DDD Enforcer

LLM
RAG
TypeScript^5.9.3
Gemini API>=1.0.0
Python

Project Overview

DDD Enforcer is an LLM-powered VSCode extension that lints code for Domain-Driven Design compliance. It treats your codebase as a domain and uses Gemini-backed retrieval to surface naming-convention violations, banned-term usage, and bounded-context leaks that a regex-based linter would miss.

The flagship behaviour: you tag your domain entities with synonyms_to_avoid lists (e.g., Customer has ["Client", "User", "Buyer"]), and the extension warns whenever any of those synonyms appears in code that's supposed to be talking about Customers. The LLM is what decides whether a usage of "user" is referring to the domain entity Customer or to something else entirely (like the OS user).

How It Works

The extension ships a RAG pipeline tuned for source code:

Indexing. The codebase + DDD glossary documents (Markdown / PDF) are chunked and embedded into a local vector store. Chunks track their file + line origin so violation reports can cite the exact location.
Query. When the linter runs, it builds queries from each entity definition ("Customer entity, synonyms to avoid: Client, User, Buyer") and retrieves the top-K most similar chunks.
Augmented prompt. The retrieved chunks are sent to Gemini along with a structured-output schema asking for {file, line, violation_type, violation_message} per detected violation.
Surfacing. Gemini's response is parsed and surfaced as VSCode diagnostics — squiggly underlines, hover messages, quick-fix suggestions.

Architecture

The extension has three layers:

Indexer (Python). Chunks source files and Markdown glossaries; computes embeddings via a local sentence-transformer; writes to a Chroma collection.
Query Engine (TypeScript). Builds structured queries, retrieves chunks, calls Gemini with a strict prompt template, parses structured-output responses.
VSCode Extension Host (TypeScript). Wires the query engine into VSCode's diagnostic API; runs incrementally as files change.

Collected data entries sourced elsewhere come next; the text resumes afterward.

PR #5164, opened 2026-08-21
fix(core): prevent orphan-nullification of surcharges on Order save

thomslbua:
## Description

`Surcharge.order` is a nullable `ManyToOne` and `Order.surcharges` its `OneToMany`, with no `orphanedRowAction` set. TypeORM defaults that to `nullify`, so saving an `Order` diffs the passed `surcharges` array against the DB and **orphan-nullifies** (`UPDATE surcharge SET "orderId" = NULL`) every row whose id is missing from the in-memory array — silently: no error, no event, no log.

The in-memory array goes stale easily: core mutations (`addItemToOrder`, `adjustOrderLine`, `applyCouponCode`, `setShippingAddress`, …) snapshot the order at entry and publish `OrderLineEvent` *before* the save runs — any **blocking** event handler that adds/removes/re-adds a surcharge in that window (or a concurrent request doing so) gets its surcharge row detached by the subsequent save.

We hit this in production: negative discount surcharges (loyalty points / gift vouchers, maintained by a blocking `OrderLineEvent` handler that re-clamps them on repricing) vanished from orders while their side effects remained — customers paid full price although a discount had been applied, with zero trace in any log.

### Reproduction sketch

1. Register a blocking `OrderLineEvent` handler that removes + re-adds a surcharge on the order (the re-added row gets a new id).
2. Call `adjustOrderLine` on an order carrying a surcharge.
3. The surcharge row ends up with `orderId = NULL` — detached by the save in `applyPriceAdjustments`, which still held the pre-event snapshot. A cross-request race between any cart mutation and `addSurchargeToOrder` reproduces it without a blocking handler.

### Fix

The PR originally omitted `surcharges` from the save in `applyPriceAdjustments`, which closes the path the bug was reported on. But the same hazard is present in every other full-`Order` save, and `getOrderOrThrow` loads `surcharges` by default:

- `OrderService.removeItemsFromOrder`
- `OrderService.addCustomerToOrder`
- `PromotionService.addPromotionsToOrder`
- `OrderModifier.cancelOrder`
- plugin code doing `getRepository(ctx, Order).save(order)`, which is the pattern documented on `ActiveOrderStrategy`

So the fix belongs on the relation, not at each call site:

```ts
@ManyToOne(type => Order, order => order.surcharges, {
    onDelete: 'CASCADE',
    orphanedRowAction: 'disable',
})
order: Order;
```

Two things worth knowing about that option:

- TypeORM 0.3 reads it from the inverse (`ManyToOne`) side of a `OneToMany`, not from the `OneToMany` itself (`OneToManySubjectBuilder` checks `relation.inverseRelation.orphanedRowAction`), so setting it on `Order.surcharges` has no effect.
- It is applied when TypeORM builds the persistence subjects. No schema change, no migration.

Nothing relies on the orphan behaviour: `removeSurchargeFromOrder` deletes the row rather than detaching it, and `OrderModifier.modifyOrder` saves each `Surcharge` with its `order` already set. The bind path in `OneToManySubjectBuilder` runs before the orphan check, so newly added surcharges are still attached as before.

The `surcharges` omission in `applyPriceAdjustments` is kept, now purely for the same reason `lines` and `shippingLines` are omitted: the save has no need to diff a relation it never writes.

The guarantee is documented on `Order.surcharges`, so it reaches the generated API reference where a plugin author will look.

### Test

`packages/core/e2e/order.e2e-spec.ts` adds a Surcharge, loads the Order, then adds a second Surcharge through `OrderService` so the loaded handle really is stale, saves that handle, and asserts both rows are still attached. It goes through a plain `Order` save rather than `applyPriceAdjustments`, so it pins the relation guarantee for all call sites. Without the fix it reports `expected [ 200 ] to deeply equal [ -500, 200 ]`: the surcharge added since the load is the one that disappears, which is the production symptom. The test also covers the removal path, which must keep deleting the row.

### Not addressed here

`OrderLine.order`, `ShippingLine.order`, `Payment.order` and `Surcharge.orderModification` still default to `nullify`, so the same hazard exists for them. They are not symmetric with `Surcharge.order` and do not belong in this fix:

- `lines` **cannot** take `orphanedRowAction: 'disable'` as things stand. `OrderService.removeItemsFromOrder` filters `order.lines` and saves the Order specifically to make the removal stick before repricing, so it depends on the nullify.
- `shippingLines` and `payments` are never detached through the array in core (shipping lines are added and removed with explicit relation queries), so they look safe, but each needs its own check and regression test.

Repricing also calculates `Order.subTotal` and `Order.subTotalWithTax` from the same snapshot array, so a persisted total can disagree with the surcharge rows even though the rows now survive. Filed separately as #5332.

## Breaking changes

No API change and no migration. Two behaviour changes worth naming:

- Code which detached a `Surcharge` by removing it from `order.surcharges` and saving the Order no longer detaches it. Use `OrderService.removeSurchargeFromOrder`, which deletes the row.
- Because `applyPriceAdjustments` omits the relation, that save no longer binds a `Surcharge` which was persisted *without* its `order` property set. Core is unaffected — both writers save the row with `order` first — but a plugin which pushed an unsaved `Surcharge` onto `order.surcharges` and relied on repricing to attach it will now lose it silently. Set `order` on the `Surcharge`, or use `addSurchargeToOrder`.

There is no issue number for this: the bug was reported directly in this PR.

### DIFF
--- a/docs/docs/reference/typescript-api/entities/order.mdx
+++ b/docs/docs/reference/typescript-api/entities/order.mdx
@@ -160,6 +160,11 @@ Surcharges are arbitrary modifications to the Order total which are neither
 ProductVariants nor discounts resulting from applied Promotions. For example,
 one-off discounts based on customer interaction, or surcharges based on payment
 methods.
+
+Surcharges are attached and removed with `OrderService.addSurchargeToOrder` and
+`OrderService.removeSurchargeFromOrder`. Saving an Order does not detach a
+Surcharge which is missing from this array, and repricing the Order does not attach one
+which was saved without its `order` property set.
 ### couponCodes
 
 <MemberInfo kind="property" type={`string[]`}   />
--- a/docs/docs/reference/typescript-api/entities/surcharge.mdx
+++ b/docs/docs/reference/typescript-api/entities/surcharge.mdx
@@ -21,7 +21,10 @@ class Surcharge extends VendureEntity {
     @Column('simple-json')
     taxLines: TaxLine[];
     @Index()
-    @ManyToOne(type => Order, order => order.surcharges, { onDelete: 'CASCADE' })
+    @ManyToOne(type => Order, order => order.surcharges, {
+        onDelete: 'CASCADE',
+        orphanedRowAction: 'disable',
+    })
     order: Order;
     @Index()
     @ManyToOne(type => OrderModification, orderModification => orderModification.surcharges)
--- a/packages/core/e2e/order.e2e-spec.ts
+++ b/packages/core/e2e/order.e2e-spec.ts
@@ -12,8 +12,10 @@ import {
 import { omit } from '@vendure/common/lib/omit';
 import { pick } from '@vendure/common/lib/pick';
 import {
+    Order,
     OrderService,
     RequestContextService,
+    TransactionalConnection,
     defaultShippingCalculator,
     defaultShippingEligibilityChecker,
     manualFulfillmentHandler,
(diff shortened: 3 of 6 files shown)


thomslbua:

thomslbua:
recheck

biggamesmallworld (dismissed):
The diagnosis is right and this is the correct fix. Nothing in the repricing path writes surcharge columns: both tax calculation strategies only read `order.surcharges`, `Order.surcharges` has no `cascade`, and surcharge rows are written only by `addSurchargeToOrder`, `removeSurchargeFromOrder` and `OrderModifier.modifyOrder`.

Four things before it can merge.

**1. The comment above the omit list describes the wrong reason.**

`lines` and `shippingLines` were omitted for performance, and the comment says so: "The other omissions prevent the save function from doing more work than necessary." `surcharges` is omitted for correctness. A reader who takes the comment at its word will delete the entry as a performance tweak, or answer a "surcharge not persisting" report by removing it.

State the mechanism and the invariant in the comment: TypeORM nullifies the `orderId` of any persisted surcharge row missing from this array, the array is a snapshot taken before blocking event handlers run, and surcharge rows are written only by `addSurchargeToOrder`, `removeSurchargeFromOrder` and `OrderModifier.modifyOrder`.

**2. Add the regression test.**

The blocking handler is not needed to pin the invariant. Load an order with a persisted surcharge, set `order.surcharges = []` to stand in for the stale snapshot, call `applyPriceAdjustments`, then assert the row still has its `orderId`. A second test driving a blocking `OrderLineEvent` handler is welcome on top of that, but this one is what stops a later refactor undoing the fix.

**3. The same bug is live in `order-modifier.ts:539-541`.**

```ts
if (input.surcharges?.length) {
    await this.connection.getRepository(ctx, Order).save(order, { reload: false });
}
```

Each `Surcharge` is constructed with `order` set and saved at line 520, so the child save already writes `orderId`. `order.surcharges` is loaded by then. The only thing this parent save contributes is the orphan-nullification you are fixing, behind an `if` which fires precisely when surcharges are in play. Omit `surcharges` from it, or drop the save. If only one call site is fixed, the next occurrence looks identical and a reader grepping for the fix finds it already applied.

**4. "Breaking changes: None" is wrong.**

A plugin can persist a `Surcharge` without setting `order`, push it onto `order.surcharges`, and rely on this save to bind `orderId`. That plugin will now silently stop attaching surcharges. It is the same trap `lines` and `shippingLines` already set, and it is unlikely, but name it in the PR body and the changelog. Add the invariant to the `addSurchargeToOrder` docblock as well, since that is where a plugin author looks.

The test matrix has not run on this PR, only CLA, CodeRabbit and Vercel. I will approve the workflows so the unit and e2e suites report.

biggamesmallworld (approved):
Approving. Note for the record that I wrote the current commit, so this is not an independent review of that code: the diagnosis and the original report are the contributor's, the fix as it now stands is mine.

What changed since my review of 4 Sept:

- The fix moved from the `applyPriceAdjustments` omit list to the relation itself. `Surcharge.order` now sets `orphanedRowAction: 'disable'`. Omitting the relation at one save site left the same hazard in `removeItemsFromOrder`, `addCustomerToOrder`, `PromotionService.addPromotionsToOrder`, `OrderModifier.cancelOrder` and in plugin code, because `getOrderOrThrow` loads `surcharges` by default.
- TypeORM 0.3 reads `orphanedRowAction` from the inverse side of a `OneToMany`, so it has to go on `Surcharge.order`. On `Order.surcharges` it does nothing. Verified against `OneToManySubjectBuilder`.
- Regression test in `order.e2e-spec.ts` goes through a plain `Order` save rather than through repricing, so it pins the guarantee for every call site. With the fix removed it reports `expected [ 200 ] to deeply equal [ -500, 200 ]`: only the surcharge added after the snapshot was taken disappears, which is the reported symptom.
- The plugin-facing guarantee is on `Order.surcharges`, so it reaches the generated reference.
- `OrderLine.order`, `ShippingLine.order`, `Payment.order` and `Surcharge.orderModification` are untouched and still nullify. `lines` cannot take the same option: `removeItemsFromOrder` saves the Order specifically to make a line removal stick before repricing, so it depends on the nullify. The other two are listed in the PR body for a separate pass.

Still open, not a blocker for this PR: repricing computes totals from the same snapshot array, so a total can be persisted that does not match the surcharge rows. The rows survive now, the total can still be stale. Needs its own fix.

Test matrix on this head: mysql, mariadb and postgres e2e pass, unit tests pass on 20.x, 22.x and 24.x, build and codegen pass. The sqljs job first failed on `EEXIST: mkdir .../e2e/__data__` inside `SqljsInitializer.populate`, which is a harness race at server init, and is rerunning. `deploy` fails because fork PRs get no `VERCEL_TOKEN`.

Each violation has a typed schema:

type Violation = {
  file: string;
  line: number;
  violation_type: 'SynonymViolation' | 'BannedTermViolation' | 'ContextLeak';
  violation_message: string;
};

What I Learned

Structured-output prompting (forcing the model to emit JSON matching a schema) is dramatically more reliable than free-form parsing. Gemini's response_schema setting was a unlock.
Embedding code is different from embedding prose — code-aware chunking that respects function boundaries beats fixed-size chunks by a wide margin.
VSCode's diagnostic API is well-documented but the gotcha is latency — running an LLM-backed linter on every keystroke is a bad idea. Debounce + run on save.
DDD purists will tell you "Client" and "Customer" are different concepts in different bounded contexts. The extension lets you scope synonym lists per context, but that's the kind of feature only one user will ever turn on (me).